Yunah Lee brings humor and power to the role of Cio-Cio-San, and Richard Troxell is appropriately smarmy as B.F. Pinkerton in Opera Tampa’s Madama Butterfly at the Straz Center in Tampa.
Yunah Lee brings humor and power to the role of Cio-Cio-San, and Richard Troxell is appropriately smarmy as B.F. Pinkerton in Opera Tampa’s Madama Butterfly at the Straz Center in Tampa.
Published March 15, 2015

TAMPA

Ladies, a few things to file under "He's just not that into you": Not calling, not introducing you to the family, flirting with others.

Here's another: Marrying you in Japan and then leaving for three years with no correspondence while he takes up with a blond Jezebel across the ocean.

Oh, Madama Butterfly. Hers is a tale of devotion and sorrow, a timeless cautionary story for lovers tucked in an operatic masterpiece that explores East-West relations. And for opera, it's an unusual study in the nuance of everyday females, the men a secondary concern.

Puccini's opera, which Opera Tampa is presenting as a part of the Florida Opera Festival in its 20th season at the David A. Straz Jr. Center for the Performing Arts, is one of the most popular in the world. In fact, it was the first production Opera Tampa ever staged in 1996.

Puccini's music is luscious and large, impossible to overlook thanks to the energized Opera Tampa orchestra under the direction of Daniel Lipton. Listen for twinkling accents from harps and flutes, for birds chirping and hopes rising and sinking.

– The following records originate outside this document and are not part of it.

PR #350, opened 2019-01-15
Load image to daemon only once when writing multiples tags

paivagustavo:
follow up from #345 

With this, the image is written to the docker daemon only once with the first tag and the other tags are added via the `client.ImageTag`.

### DIFF
--- a/pkg/ko/publish/daemon.go
+++ b/pkg/ko/publish/daemon.go
@@ -72,7 +72,7 @@ func (d *demon) Publish(img v1.Image, s string) (name.Reference, error) {
 		if err != nil {
 			return nil, err
 		}
-		log.Printf("Added tagged %v", tagName)
+		log.Printf("Added tag %v", tagName)
 	}
 
 	return &digestTag, nil
--- a/pkg/ko/publish/daemon.go
+++ b/pkg/ko/publish/daemon.go
@@ -49,26 +49,27 @@ func (d *demon) Publish(img v1.Image, s string) (name.Reference, error) {
 		return nil, err
 	}
 
-	tagsAndDigest := append(d.tags, h.Hex)
-
-	for _, tagName := range tagsAndDigest {
+	var tags []name.Tag
+	for _, tagName := range d.tags {
 		tag, err := name.NewTag(fmt.Sprintf("%s/%s:%s", LocalDomain, d.namer(s), tagName), name.WeakValidation)
 		if err != nil {
 			return nil, err
 		}
-		log.Printf("Loading %v", tag)
-		// TODO: This is slow because we have to load the image multiple times.
-		// We should use client.ImageTag instead
-		if _, err := daemon.Write(tag, img); err != nil {
-			return nil, err
-		}
-		log.Printf("Loaded %v", tag)
+
+		tags = append(tags, tag)
 	}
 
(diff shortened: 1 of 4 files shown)


pkg/v1/daemon/write.go
```diff
@@ -44,6 +44,36 @@ var GetImageLoader = func() (ImageLoader, error) {
 	return cli, nil
 }
 
+// WriteAndTag writes the image with the first tag and add the others tags with the
+// client.ImageTag function in order to save unnecesary subsequents Writes
+func WriteAndTag(tags []name.Tag, img v1.Image) (string, error) {
```
jonjohnsonjr: I think I'd rather see this as a simpler:
```go
func Tag(src, dst name.Tag) error {
}
```

And move this logic of `Write` + `Tag` up into pkg/ko/publish/daemon.go, since it has a similar structure.

pkg/ko/publish/daemon.go
```diff
@@ -49,26 +49,27 @@ func (d *demon) Publish(img v1.Image, s string) (name.Reference, error) {
...
 
-	tag, err := name.NewTag(fmt.Sprintf("%s/%s:%s", LocalDomain, d.namer(s), h.Hex), name.WeakValidation)
+	digestTag, err := name.NewTag(fmt.Sprintf("%s/%s:%s", LocalDomain, d.namer(s), h.Hex), name.WeakValidation)
 	if err != nil {
 		return nil, err
 	}
+	tags = append(tags, digestTag)
+
+	log.Printf("Loading %v", tags)
+	if _, err := daemon.WriteAndTag(tags, img); err != nil {
```
jonjohnsonjr: I'd call `daemon.Write` with the `digestTag`, then loop over `d.tags` and call `daemon.Tag` for each of them. Then we can keep the `daemon` API simpler.

pkg/v1/daemon/write.go
paivagustavo: done.

pkg/ko/publish/daemon.go
paivagustavo: Indeed, I personally liked the result a lot, way simpler and more readable, thanks for the suggestion  :smile:

pkg/ko/publish/daemon_test.go
```diff
@@ -29,12 +29,19 @@ import (
 
 type MockImageLoader struct{}
 
+var Tags []string
```
paivagustavo: @jonjohnsonjr  this is the only thing that I felt that was a little hacky, do you have any suggestion here or is this ok?

pkg/v1/daemon/write.go
```diff
@@ -44,6 +44,17 @@ var GetImageLoader = func() (ImageLoader, error) {
 	return cli, nil
 }
 
+// Tag adds a tag to an already existent image.
+func Tag(src, dest name.Tag) error {
+	cli, err := GetImageLoader()
+
```
jonjohnsonjr: style nit: drop this newline

pkg/ko/publish/daemon_test.go
jonjohnsonjr: I think this approach is fine for now.

PR #352, opened 2019-01-27
Remove msg-s about using anonymous authenticator

distorhead:
These messages may mess up output of some program, that uses go-containerregistry as a library:

```
No matching credentials were found, falling back on anonymous
```

Maybe it should be optional? In this PR I've removed these messages, but it is not a good solution I guess. Don't know how to do it right way.

### DIFF
--- a/pkg/ko/publish/options.go
+++ b/pkg/ko/publish/options.go
@@ -15,7 +15,6 @@
 package publish
 
 import (
-	"log"
 	"net/http"
 
 	"github.com/google/go-containerregistry/pkg/authn"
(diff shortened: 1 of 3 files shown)


jonjohnsonjr:
How does it mess up the output? That goes to stderr, so you could just ` 2> /dev/null` to get rid of it...

I agree with you, though, we need some verbosity flags for the logs.

distorhead:
This is warning about using anonymous auth. But in our app there is a case with local development, where insecure docker registry with anonymous auth is normal.

Maybe at least configure `out` and `err` writers (default to `stdout` and `stderr`) in go-containerregistry initialization procedure. Then it will be possible to suppress some output.

jonjohnsonjr:
Addressed in https://github.com/google/go-containerregistry/pull/481

PR #359, opened 2019-02-05
Pull in the latest version of dep-notify to fix ko watch.

mattmoor:
With this `ko apply -W -f config/` on a directory outside of `GOPATH` seems to work properly.

### DIFF
--- a/Gopkg.lock
+++ b/Gopkg.lock
@@ -341,11 +341,11 @@
 
 [[projects]]
   branch = "master"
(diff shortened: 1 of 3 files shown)


mattmoor:
Hmm, hold off on this for now.  I see rebuilds happening, but not re-applies.

mattmoor:
Ah, I've been using: https://github.com/google/go-containerregistry/pull/348  I didn't realize it handle merged.  I'll fix that up as well.

PR #360, opened 2019-02-05
Add http fallback

### LINKED ISSUE #279: Registry hosted at registry.<company>.local is always insecure
Hi!

We're hosting a private registry at registry.[company name].local. Removing the logic below for .local adresses we can host it as a secure registry.

https://github.com/google/go-containerregistry/blob/b0936d62e7942acf7b1b5d4c377caa5f0b7566a5/pkg/name/registry.go#L74

Since it already has the --insecure flag to force "http", I would like to remove the logic for .local adresses.

jonjohnsonjr:
This first attempts to use "https" for every request, falling back to
"http" if the registry matches our localhost heuristic or if it is
intentionally set to insecure via name.NewInsecureRegistry.

Fixes #279

### DIFF
--- a/pkg/v1/remote/transport/ping.go
+++ b/pkg/v1/remote/transport/ping.go
@@ -36,6 +36,9 @@ type pingResp struct {
 	// Following the challenge there are often key/value pairs
 	// e.g. Bearer service="gcr.io",realm="https://auth.gcr.io/v36/tokenz"
 	parameters map[string]string
+
+	// The registry's scheme to use. Communicates whether we fell back to http.
+	scheme string
 }
 
 func (c challenge) Canonical() challenge {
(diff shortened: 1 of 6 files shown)


jonjohnsonjr:
cc @berndtj

pkg/v1/remote/transport/ping.go
```diff
@@ -63,31 +63,43 @@ func parseChallenge(suffix string) map[string]string {
 func ping(reg name.Registry, t http.RoundTripper) (*pingResp, error) {
 	client := http.Client{Transport: t}
 
-	url := fmt.Sprintf("%s://%s/v2/", reg.Scheme(), reg.Name())
-	resp, err := client.Get(url)
-	if err != nil {
-		return nil, err
+	// Always try https first, falling back to http if we can.
```
mattmoor: I would do this here and propagate it to the other transports.  I don't think other transports should need to worry about fallback.

jonjohnsonjr: Done, PTAL.

Issue #360, opened 2026-06-13
RFC: @b9g/crank/web-components — class-based custom elements


brainkim:
# `@b9g/crank/web-components`

- **Status:** Draft / for discussion
- **Target:** 0.8.0
- **Related:** #47, #318, #324, #60

## Summary

`@b9g/crank/web-components` adds `CrankHTMLElement`, a base class for Web Components written with
Crank. Subclass it, declare config as **static fields**, and define a `render` **method**.
`render` is a normal Crank component (same forms, same lifecycle), except `this` is the element
and `ctx` is an argument. No config object, no constructor.

```js
import {CrankHTMLElement} from "@b9g/crank/web-components";

class XBlinkElement extends CrankHTMLElement {
  static shadowDOM = true;

  *render(props, ctx) {
    let on = true;
    const id = setInterval(() => { on = !on; ctx.refresh(); }, 750);
    ctx.cleanup(() => clearInterval(id));
    for ({} of ctx) {
      yield <span style={`visibility: ${on ? "visible" : "hidden"}`}>
        <slot />
      </span>;
    }
  }
}

customElements.define("x-blink", XBlinkElement);
```

## The class

Config is static fields; behavior is methods and accessors.

| Static field | Type | Meaning |
|---|---|---|
| `observedAttributes` | `string[]` | Attributes that trigger a re-render. Read by the platform. |
| `events` | `readonly string[]` | Emitted event types; generates the `on<type>` handler properties. |
| `formAssociated` | `boolean` | `true` opts the element into form association (read by the platform). See Form association. |
| `shadowDOM` | `boolean` \| `ShadowRootInit` | Omitted/`false`: light DOM (default). `true`: open shadow root. A `ShadowRootInit`: that exact `attachShadow` config. |
| `styles` | `string` \| `CSSStyleSheet` \| `Array<string \| CSSStyleSheet>` | CSS, applied once per class via `adoptedStyleSheets`. See Styling. |

**Light DOM is the default.** Opt into shadow DOM with `shadowDOM = true` for encapsulation or
slots (the opposite of Lit's shadow-by-default).

Properties and the imperative API are ordinary class members. Config is class-level, so it lives
in statics rather than constructor arguments, and no constructor is needed.

The base adds one instance method, `requestUpdate()`: a microtask-batched re-render request. The
context is never exposed on the element; it reaches `render` as an argument and is otherwise
module-private.

## `render`

[...]

PR #363, opened 2026-06-22
Add @b9g/crank/web-components (CrankHTMLElement)

### LINKED ISSUE #47: Web Components: Discussion about how to use Crank.js for custom elements
Wouldn't it be great to implement custom elements in a "crankish" 😄 way?
This is a discussion thread to gather all ideas to be found about the question how to use Crank.js or Crank.js patterns to implement custom elements.

This is a brainstorming, nobody expects a fully sophisticated proposal. So please share every idea that comes to your mind: Requirements, API suggestions, best practices , dos and don'ts, known pitfalls etc.

brainkim:
Implements the class-based `CrankHTMLElement` from the RFC in #360 (closes #47).

## What's implemented
- Static config: `observedAttributes`, `events`, `formAssociated`, `shadowDOM`, `styles`.
- `render` method (`this` = element, `ctx` = arg), all four component forms via a stable bridge.
- `requestUpdate()` — microtask-batched, coalescing, safe before first connect.
- Light DOM (default, render owns the subtree) or shadow DOM with native `<slot>`.
- Faithful `on<type>` handlers (lazy activate/deactivate; reassignment preserves listener order), **typed from `CrankHTMLElement<{events: typeof Class.events}>`** (names-only for a tuple, typed payloads for an event map).
- `static styles` derived once per class (string / `CSSStyleSheet` / mixed array), adopted into the shadow root or `document`.
- Form association: base re-renders on the four form callbacks; `ElementInternals` stays the author's.
- Pre-upgrade properties re-applied through their accessors on connect.
- Render errors → cancelable `error` event, then `reportError` if unhandled.
- DOM renderer widened to accept a `ShadowRoot` (or document fragment) as a render root.

## Examples — `examples/web-components.tsx`
The RFC's Scope examples: `x-blink` (generator + timer, light DOM), `x-marquee` (shadow DOM, scoped `static styles`, imperative `start()`/`stop()`, typed `static events`), and `x-rating` (form-associated, `ElementInternals` value/validity, super-able reset/restore), plus a small demo wiring them together.

## Tests — `test/web-components.tsx`, 33 passing in Chromium
**Behavior:** sync/async/generator/async-generator render; attribute re-render + same-value bail; `requestUpdate` + coalescing; generator-state persistence; shadow + slot projection; open `ShadowRootInit` and closed mode; `on<type>` firing + listener ordering; in-component error fallback; render-error event (sync + async) + `reportError`; form FormData/reset/`:disabled`; light + shadow style adoption (deduped, mixed arrays); pre-upgrade property upgrade; light-DOM child replacement; move-vs-removal teardown.
**Integration:** rendering a custom element through Crank's own DOM renderer; nested custom elements; `ctx.refresh`/`schedule`/`after`; provisions within an element; computed shadow styles; accessor→attribute reflection. Plus a compile-only check of the event typing (tuple and event-map forms).
Full suite green (606 passing); `tsc --noEmit` clean; build emits the `./web-components` export (`.js`/`.cjs`/`.d.ts`).

Bugs the tests caught and this PR fixes: light DOM wasn't replacing authored children; a pre-connect `requestUpdate` fired a spurious extra render; pre-upgrade properties weren't upgraded.

## Out of scope (deferred by the RFC)
SSR / declarative shadow DOM / hydration (RFC Appendix), the form-value SSR shim, customized built-ins, and a scoped `css` prop.

### DIFF
--- a/package.json
+++ b/package.json
@@ -158,6 +158,16 @@
     "./umd.js": {
       "require": "./dist/umd.js"
     },
+    "./web-components": {
+      "types": "./dist/web-components.d.ts",
+      "import": "./dist/web-components.js",
+      "require": "./dist/web-components.cjs"
+    },
+    "./web-components.js": {
+      "types": "./dist/web-components.d.ts",
+      "import": "./dist/web-components.js",
+      "require": "./dist/web-components.cjs"
+    },
     "./package.json": "./dist/package.json"
   }
 }
--- a/CHANGELOG.md
+++ b/CHANGELOG.md
@@ -25,6 +25,22 @@
   and as a real line break in a `<pre>`. Whitespace adjacent to an element, an
   expression, or the template edge is still stripped as layout.
 
+### New API
+- **`@b9g/crank/web-components` — write Web Components with Crank**
+  A new subpath export with a `CrankHTMLElement` base class. Subclass it, declare
+  configuration as static fields (`observedAttributes`, `events`, `formAssociated`,
+  `shadowDOM`, `styles`), and write a `render` method that is a normal Crank
+  component: `this` is the element, `ctx` is an argument, and any of the four
+  component forms (sync, async, generator, async generator) is allowed. Light DOM
+  is the default; opt into shadow DOM with `static shadowDOM = true`. `static
+  events` generates typed `on<type>` handler properties, and `static styles` is
+  adopted once per class via `adoptedStyleSheets`. Form-associated elements get
+  re-rendering defaults for the four form callbacks.
+
+- **The DOM renderer now accepts a `ShadowRoot` as a render root**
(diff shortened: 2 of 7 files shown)


package.json
```diff
@@ -110,6 +110,14 @@
     },
     "./umd.js": {
       "require": "./dist/umd.js"
+    },
+    "./web-components": {
```
brainkim, line 161: thoughts on shortening this to `@b9g/crank/wc`?

brainkim: Every other crank subpath is a spelled-out word (`/standalone`, `/dom`, `/html`, `/jsx-runtime`), so `/web-components` matches the family; `/wc` would be the lone abbreviation and less greppable. I lean `/web-components`, but the shorter import is a trivial change if you prefer it.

The story is just so tragic. Fifteen-year-old (yes, 15) geisha Cio-Cio-San, or Butterfly, gets married to American Navy Lt. B.F. Pinkerton in 1904. She is shunned by the community and converts to Christianity, devoted to her husband above all. But Pinkerton sees her as a doll, something to be collected. What he really wants is an American wife. Yuck.

Yunah Lee's soprano stands up to the very difficult task, deepening as the character ages and hardens. Her Flower Duet with Lauren Segal as servant Suzuki is ethereal, her Tu, Tu, Piccolo Iddio heartbreaking.

But more impressive is the complex vulnerability Lee gives Butterfly.

In a sense, she's weak, hanging all her hopes on her husband and refusing to see the situation for what it is. In another sense, Butterfly is strong. By Act 2, she's dressed like a wartime wife in full post-Victorian garb (fabulous costumes by Dean Brown). She's obstinate but fortified by the humor people only find when things are really bad. Lee's subtle comedy carries the second act, which can be a long road since Pinkerton is missing most of the time.

She stands in one place and waits for her husband for so long, so long it begins to make the audience uncomfortable. Here, the orchestra, the stunning set by Paul Shortt and transformative lighting by Driscoll Otto get the display they deserve. It's all building up to a conclusion we hope doesn't come true (we won't ruin it for you).

Lee almost makes tenor Richard Troxell's Pinkerton feel inconsequential. He's not, of course. His character is the actual worst, and everyone knows it. That's why the whole crowd jokingly booed him on curtain call. Troxell, who made the husband feel extra smarmy, was gracious and laughed.

Even he knows Pinkerton is a cad. Team Butterfly.